## YOUR ASSIGNMENT
From the first line to the last, output the entries exactly.

Records from a collection
PR #253, opened 2017-06-12
Add caching for getting a single file

gideonthomas:
Note that this only works for the remix case and is meant to be run with https://github.com/mozilla/thimble.mozilla.org/pull/2262.

So, when you remix a project in that patch, you should see `Fetched from cache` logs but otherwise, you should see `Fetched from DB` logs (which I will remove before we merge)

### DIFF
--- a/api/modules/files/controller.js
+++ b/api/modules/files/controller.js
@@ -44,7 +44,7 @@ class FilesController extends BaseController {
   getAllAsTar(request, reply) {
     const files = request.pre.records.models;
     const tarStream = Tar.pack();
-    const fileCache = request.server.methods.createdRemixFile;
+    const fileCache = request.server.methods.file;
 
     function processFile(file) {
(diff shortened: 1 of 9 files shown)


humphd:
I'm having a really hard time testing this locally.  @cadecairos, I think I'm going to have to punt the review totally to you.

api/modules/files/controller.js
```diff
@@ -73,12 +73,26 @@ class FilesController extends BaseController {
...
+  }
+
   create(request, reply) {
     return super.create(request, reply, formatResponse);
   }
 
   update(request, reply) {
-    return super.update(request, reply, formatResponse);
+    return Promise.fromCallback(next => {
+      return request.server.methods.file.cache.drop(request.params.id, next);
```
cadecairos: While it's probably no big deal, we can safely drop the cache and not block the response to the client. Just a recommendation.

PR #255, opened 2017-06-16
Fix mozilla/thimble.mozilla.org#2295 - Update file on create route if path already exists

gideonthomas:
See mozilla/thimble.mozilla.org#2295


api/modules/files/controller.js
```diff
@@ -3,6 +3,7 @@
 const Promise = require(`bluebird`);
 const fs = require(`fs`);
 const Tar = require(`tar-stream`);
+const Boom = require(`boom`);
```
cadecairos: 💥

PR #260, opened 2017-07-26
Fix #2288: Fixed the project description

atiqueahmedziad:
Fix mozilla/thimble.mozilla.org/issues/2288


atiqueahmedziad:
@gideonthomas can you please check if it is alright?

## WRITTEN ANSWER
PR #253, opened 2017-06-12
Add caching for getting a single file

gideonthomas:
Note that this only works for the remix case and is meant to be run with https://github.com/mozilla/thimble.mozilla.org/pull/2262.

So, when you remix a project in that patch, you should see `Fetched from cache` logs but otherwise, you should see `Fetched from DB` logs (which I will remove before we merge)

### DIFF
--- a/api/modules/files/controller.js
+++ b/api/modules/files/controller.js
@@ -44,7 +44,7 @@ class FilesController extends BaseController {
   getAllAsTar(request, reply) {
     const files = request.pre.records.models;
     const tarStream = Tar.pack();
-    const fileCache = request.server.methods.createdRemixFile;
+    const fileCache = request.server.methods.file;
 
     function processFile(file) {
(diff shortened: 1 of 9 files shown)


humphd:
I'm having a really hard time testing this locally.  @cadecairos, I think I'm going to have to punt the review totally to you.

api/modules/files/controller.js
```diff
@@ -73,12 +73,26 @@ class FilesController extends BaseController {
...
+  }
+
   create(request, reply) {
     return super.create(request, reply, formatResponse);
   }
 
   update(request, reply) {
-    return super.update(request, reply, formatResponse);
+    return Promise.fromCallback(next => {
+      return request.server.methods.file.cache.drop(request.params.id, next);
```
cadecairos: While it's probably no big deal, we can safely drop the cache and not block the response to the client. Just a recommendation.

PR #255, opened 2017-06-16
Fix mozilla/thimble.mozilla.org#2295 - Update file on create route if path already exists

gideonthomas:
See mozilla/thimble.mozilla.org#2295


api/modules/files/controller.js
```diff
@@ -3,6 +3,7 @@
 const Promise = require(`bluebird`);
 const fs = require(`fs`);
 const Tar = require(`tar-stream`);
+const Boom = require(`boom`);
```
cadecairos: 💥

PR #260, opened 2017-07-26
Fix #2288: Fixed the project description

atiqueahmedziad:
Fix mozilla/thimble.mozilla.org/issues/2288


atiqueahmedziad:
@gideonthomas can you please check if it is alright?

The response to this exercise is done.